- **Work instructions**: Return each line below holding the string "handling".

- **Data in this exercise**:
BEGIN
PR #125, opened 2016-04-03
RTN20 os connectivity events

gokhanbarisaker:
- [x] RTN20a
- [x] RTN20b


gokhanbarisaker:
@mattheworiordan, I couldn't found a way simulating connectivity changes on test cases with this one.

Also, travis had some internal connection problems during [latest build](https://travis-ci.org/ably/ably-java/builds/120835366)

[Here](https://travis-ci.org/gokhanbarisaker/ably-java/builds/120835353) you can see the passing build for the same commit

maven.gradle
```diff
@@ -1,26 +1,43 @@
...
 def groupId = "io.ably"
-def artifactId = "ably-java"
-def localReleaseDest = "${buildDir}/release/${version}"
+def localReleaseDest = "${buildDir}/release/${ably.version}"
 
-allprojects {
-    tasks.withType(Javadoc) {
-        // To prevent javadoc warnings with Java 8
-        options.addStringOption('Xdoclint:none', '-quiet')
+//allprojects {
```
paddybyers: Why commented out?

settings.gradle
```diff
@@ -1,6 +1 @@
-rootProject.name = 'ably-java'
-include 'lib'
-
-if(System.getenv('ANDROID_HOME')) {
-  include 'android-test'
-}
+include ':core', ':android', ':java'
```
paddybyers: Do you think `java` is a better name than `jre` ?

gokhanbarisaker: I wanted to go with artifact prefix as a module name after all.
  - `core` for `ably-core`
  - `java` for `ably-java`
  - `android` for `ably-android`

paddybyers: > I wanted to go with artifact prefix as a module name after all.

fair enough

mattheworiordan:
What is the status on this @gokhanbarisaker?

gokhanbarisaker:
> What is the status on this @gokhanbarisaker?

We want to run current tests on android environment, as well as local java environment that we run current tests on. I have succeeded in doing with following changes,

  - I have updated [travis-ci script](https://github.com/ably/ably-java/pull/125/commits/10aed3072b84817aee09680dee6db455385ee42f#diff-354f30a63fb0907d4ad57269548329e3R6) to make this possible
  - Added a proof of concept [test class](https://github.com/ably/ably-java/pull/125/commits/a56e4bea409286a69eec8c49a2fd924b4e7d820a) with 1 passing and 1 failing test cases


Also we wanted to run our core module tests on android environment, as well as local java environment that we run current tests on. Unfortunately, I couldn't make it happen. Among many other failing attempts, I have also tried our [old solution](https://github.com/ably/ably-java/blob/master/android-test/build.gradle#L14). That gives me following error,

`No tests found. This usually means that your test classes are not in the form that your test runner expects (e.g. don't inherit from TestCase or lack @Test annotations).
:android:connectedDebugAndroidTest FAILED`


Probably I didn't had the enough experience & luck to make it happen, or we were under illusion of successfully running tests on android environment since there was no test to run.


I will suggest not making core module tests run on android environment for now.

gokhanbarisaker:
Also, I have updated the commits for I figured out there has been a code mixup during autosquash

paddybyers:
> or we were under illusion of successfully running tests on android environment since there was no test to run

Previously, explicitly running the `connectedAndroidTest` target would definitely run the tests on the target.  I don't think they were running with `android-test:test` but we should be able to make that happen.

> I will suggest not making core module tests run on android environment for now.

We do need to run tests on the target, because there are too many potential differences in behaviour from the underlying API. Even if `android:test` doesn't work, we definitely need to be able to run them on the target.

gokhanbarisaker:
> Previously, explicitly running the connectedAndroidTest target would definitely run the tests on the target

Then, it is obvious I am lacking experience & luck part :). I have tried both defining `testInstrumentationRunnerArgument` as we did before & importing tests jar with `compile project(path: ':core', configuration: 'testsConfiguration')`

mattheworiordan:
@paddybyers is this something you can help @gokhanbarisaker with then?

core/src/main/java/io/ably/lib/transport/ConnectionManager.java
```diff
@@ -140,6 +140,18 @@ public ConnectionManager(final AblyRealtime ably, Connection connection) {
 			Log.e(getClass().getName(), msg, e);
 			throw new RuntimeException(msg, e);
 		}
+
+		try {
+			connectivityStateChangeEmitter = (ConnectivityStateChangeEmitter) Class.forName("io.ably.lib.transport.ConnectivityStateChangeEmitterImpl").newInstance();
+			connectivityStateChangeEmitter.on(this);
+		} catch (ClassNotFoundException e) {
+			e.printStackTrace();
```
mattheworiordan: Should this not go to the logger?

paddybyers: > Should this not go to the logger?

It's an error that formally must be handled, but it indicates a packaging error with the library rather than any error that can realistically occur in practice. So either we know for sure from our build/CI process that it will never happen, and we just have an empty catch block, or we call the logger. On Android you won't necessarily see `System.err` in logcat, so if you're relying on this message to realise there's a problem in development, it should go to the logger.

mattheworiordan: OK

paddybyers:
Closing as superseded

PR #131, opened 2016-07-15
Ensure graceful handling of DETACH and DISCONNECT.

### LINKED ISSUE #130: Important: Ensure DETACHED or DISCONNECTED with error is non-fatal
See a bug discovered today at https://github.com/ably/ably-js/issues/312 for ably-js.

This is quite problematic because if we explicitly have to DETACH a channel (due to a timeout for example), then the client now will move the channel into the failed state.  This means most customers will never re-attach that channel automatically, see https://www.ably.io/documentation/realtime/connection#handling-failures.

With some urgency, we need to add test coverage to ensure that:

* A server initiated `DETACH` with or without an error moves the channel to the `DETACHED` state and not a failed state
* A server initiated `DISCONNECT` with or without an error moves the connection to the `DISCONNECTED` state and not a failed state.

tcard:
Fixes #130.

### DIFF
--- a/lib/src/main/java/io/ably/lib/transport/ConnectionManager.java
+++ b/lib/src/main/java/io/ably/lib/transport/ConnectionManager.java
@@ -269,7 +269,7 @@ public class ConnectionManager implements Runnable, ConnectListener {
 	 * transport events/notifications
 	 ***************************************/
 
-	void onMessage(ProtocolMessage message) throws AblyException {
+	public void onMessage(ProtocolMessage message) throws AblyException {
 		try {
 			if(protocolListener != null)
 				protocolListener.onRawMessage(message);
@@ -293,6 +293,7 @@ public class ConnectionManager implements Runnable, ConnectListener {
 				case connected:
 					onConnected(message);
 					break;
+				case disconnect:
 				case disconnected:
 					onDisconnected(message);
 					break;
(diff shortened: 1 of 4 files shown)


mattheworiordan:
Nice :) Thanks @tcard

lib/src/main/java/io/ably/lib/transport/ConnectionManager.java
```diff
@@ -269,7 +269,7 @@ public void run() {
 	 * transport events/notifications
 	 ***************************************/
 
-	void onMessage(ProtocolMessage message) throws AblyException {
+	public void onMessage(ProtocolMessage message) throws AblyException {
```
paddybyers: It's a shame we need to make this public just in order to be able to call it from a test. I can't think of an alternative at the moment without mocking the transport so the message comes from there.

paddybyers:
LGTM, thanks

lib/src/main/java/io/ably/lib/transport/ConnectionManager.java
mattheworiordan: > It's a shame we need to make this public just in order to be able to call it from a test. I can't think of an alternative at the moment without mocking the transport so the message comes from there.

I don't know if there is a convention if Java, but in Ruby you can add `@api private` to the method so that at least it's documented clearly that the method is public, but not as part of the public API

PR #132, opened 2016-07-30
Added new header "X-Ably-Lib"

lucky-dev:
Fixed http://docs.ably.io/client-lib-development-guide/features/#RSC7b

To run test: `./gradlew testUtilsSuite`

### DIFF
--- a/lib/src/main/java/io/ably/lib/GlobalConstants.java
+++ b/lib/src/main/java/io/ably/lib/GlobalConstants.java
@@ -1,8 +1,10 @@
 package io.ably.lib;
 
+import io.ably.BuildConfig;
+
 public class GlobalConstants {
 
-    public static final String LIB_VERSION = "0.8.2";
+    public static final String LIB_VERSION = BuildConfig.VERSION;
     public static final String LIB_TYPE = "java";
 
     private GlobalConstants() {
--- a/lib/src/main/java/io/ably/lib/GlobalConstants.java
+++ b/lib/src/main/java/io/ably/lib/GlobalConstants.java
@@ -1,0 +1,11 @@
+package io.ably.lib;
+
+public class GlobalConstants {
+
+    public static final String LIB_VERSION = "0.8.2";
+    public static final String LIB_TYPE = "java";
+
+    private GlobalConstants() {
+    }
+
+}
--- a/lib/src/main/java/io/ably/lib/http/Http.java
+++ b/lib/src/main/java/io/ably/lib/http/Http.java
@@ -753,5 +753,5 @@ public class Http {
 	private static final String PROXY_AUTHENTICATE  = "Proxy-Authenticate";
 	private static final String AUTHORIZATION       = "Authorization";
 	private static final String PROXY_AUTHORIZATION = "Proxy-Authorization";
-	private static final String X_ABLY_LIB 			= "X-Ably-Lib";
+	private static final String X_ABLY_LIB          = "X-Ably-Lib";
 }
--- a/lib/src/main/java/io/ably/lib/http/Http.java
+++ b/lib/src/main/java/io/ably/lib/http/Http.java
@@ -424,6 +424,8 @@ public class Http {
 			}
 			if(!acceptSet) { conn.setRequestProperty(ACCEPT, JSON); }
 
+			conn.setRequestProperty(X_ABLY_LIB, headerXAblyLib);
+
 			/* send request body */
 			if(requestBody != null) {
 				writeRequestBody(requestBody, conn);
@@ -711,6 +713,8 @@ public class Http {
 	 *     Private state
 	 *************************/
 
+	static final String headerXAblyLib;
+
 	static {
 		/* if on Android, check version */
 		Field androidVersionField = null;
@@ -723,6 +727,8 @@ public class Http {
 			/* HTTP connection reuse which was buggy pre-froyo */
 			System.setProperty("http.keepAlive", "false");
 		}
+
+		headerXAblyLib = HttpUtils.getHeaderXAblyLib(androidVersionField != null ? "android" : null);
 	}
 
 	final String scheme;
@@ -747,4 +753,5 @@ public class Http {
 	private static final String PROXY_AUTHENTICATE  = "Proxy-Authenticate";
 	private static final String AUTHORIZATION       = "Authorization";
 	private static final String PROXY_AUTHORIZATION = "Proxy-Authorization";
+	private static final String X_ABLY_LIB 			= "X-Ably-Lib";
 }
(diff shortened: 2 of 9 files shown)


lib/src/main/java/io/ably/lib/GlobalConstants.java
```diff
@@ -0,0 +1,11 @@
+package io.ably.lib;
+
+public class GlobalConstants {
+
+    public static final String LIB_VERSION = "0.8.2";
```
mattheworiordan: Perhaps update https://github.com/ably/ably-java/blob/master/README.md as it states that there are version references but does not include a mention of this new one now

lib/src/main/java/io/ably/lib/http/HttpUtils.java
```diff
@@ -63,4 +64,10 @@ public static String encodeURIComponent(String input) {
 		} catch (UnsupportedEncodingException e) {}
 		return null;
 	}
+
+	public static String getHeaderXAblyLib(String platform) {
+		return String.format("%s%s-%s", GlobalConstants.LIB_TYPE,
+										((platform == null) || (platform.length() == 0)) ? "" : "." + platform,
```
mattheworiordan: Not sure if this is a Github issue, but tabbing looks very odd here, is it consistent with current tab?

lib/src/test/java/io/ably/lib/test/other/HttpUtilsTest.java
```diff
@@ -0,0 +1,28 @@
...
+    @BeforeClass
+    public static void setUpBeforeClass() throws Exception {
+        headerNoPlatform = GlobalConstants.LIB_TYPE + "-" + GlobalConstants.LIB_VERSION;
+        headerAndroidPlatform = GlobalConstants.LIB_TYPE + ".android-" + GlobalConstants.LIB_VERSION;
+    }
+
+    @Test
+    public void testHeaderXAblyLyb() {
+        assertTrue(HttpUtils.getHeaderXAblyLib(null).equals(headerNoPlatform));
+        assertTrue(HttpUtils.getHeaderXAblyLib("android").equals(headerAndroidPlatform));
```
mattheworiordan: Looks good, but is there a way to do a test to check the header that is actually sent in a request?

mattheworiordan:
Thanks, few comments, but looks good

lib/src/main/java/io/ably/lib/http/HttpUtils.java
lucky-dev: It's my tabs. I will remove.

lib/src/test/java/io/ably/lib/test/other/HttpUtilsTest.java
lucky-dev: Need to think about this.

lucky-dev: I think that it can be done in `HttpTest.java`.

lucky-dev:
I added a special gradle plugin to generate the file `BuildConfig.java`. It gives opportunity to store version of the library in one place. E.g. https://github.com/lucky-dev/ably-java/blob/63f51e27b8cbfa842e493471e83efacee23e3c3f/lib/build.gradle#L17

mattheworiordan:
Thanks @lucky-dev seems good.  Did you have any ideas way to test the header is present on the HTTP requests?

lucky-dev:
I think that need to improve class `Http.java`. It will be good to create some listener to get headers before each request. In this method [httpExecute()](https://github.com/ably/ably-java/blob/master/lib/src/main/java/io/ably/lib/http/Http.java#L400) call some callback method.

mattheworiordan:
> Maybe in this method httpExecute() call some callback method to notify a client program about headers.

Sure, whatever you think is practical.  The other option is simply to set up a local HTTP server as part of the test and confirm the header is received when setting a custom host to the local HTTP server.

paddybyers:
> It will be good to create some listener to get headers before each request. Maybe in this method httpExecute() call some callback method to notify a client program about headers.

Even if there is a listener that is told about the headers that the client thinks it is about to send, that won't be confirmation that they are actually sent. I would prefer that we do something with `HttpTest` that echoes back the headers received, or something else that confirms they were sent.

lib/src/main/java/io/ably/lib/http/Http.java
```diff
@@ -747,4 +753,5 @@ private Proxy getProxy(String host) {
 	private static final String PROXY_AUTHENTICATE  = "Proxy-Authenticate";
 	private static final String AUTHORIZATION       = "Authorization";
 	private static final String PROXY_AUTHORIZATION = "Proxy-Authorization";
+	private static final String X_ABLY_LIB 			= "X-Ably-Lib";
```
paddybyers: Something wrong with whitespace here?

lib/src/test/java/io/ably/lib/test/other/HttpUtilsTest.java
```diff
@@ -0,0 +1,28 @@
...
+    private static String headerAndroidPlatform = null;
+
+    @BeforeClass
+    public static void setUpBeforeClass() throws Exception {
+        headerNoPlatform = GlobalConstants.LIB_TYPE + "-" + GlobalConstants.LIB_VERSION;
+        headerAndroidPlatform = GlobalConstants.LIB_TYPE + ".android-" + GlobalConstants.LIB_VERSION;
+    }
+
+    @Test
+    public void testHeaderXAblyLyb() {
```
END
- **Problem solution**:
Ensure graceful handling of DETACH and DISCONNECT.
This is quite problematic because if we explicitly have to DETACH a channel (due to a timeout for example), then the client now will move the channel into the failed state.  This means most customers will never re-attach that channel automatically, see https://www.ably.io/documentation/realtime/connection#handling-failures.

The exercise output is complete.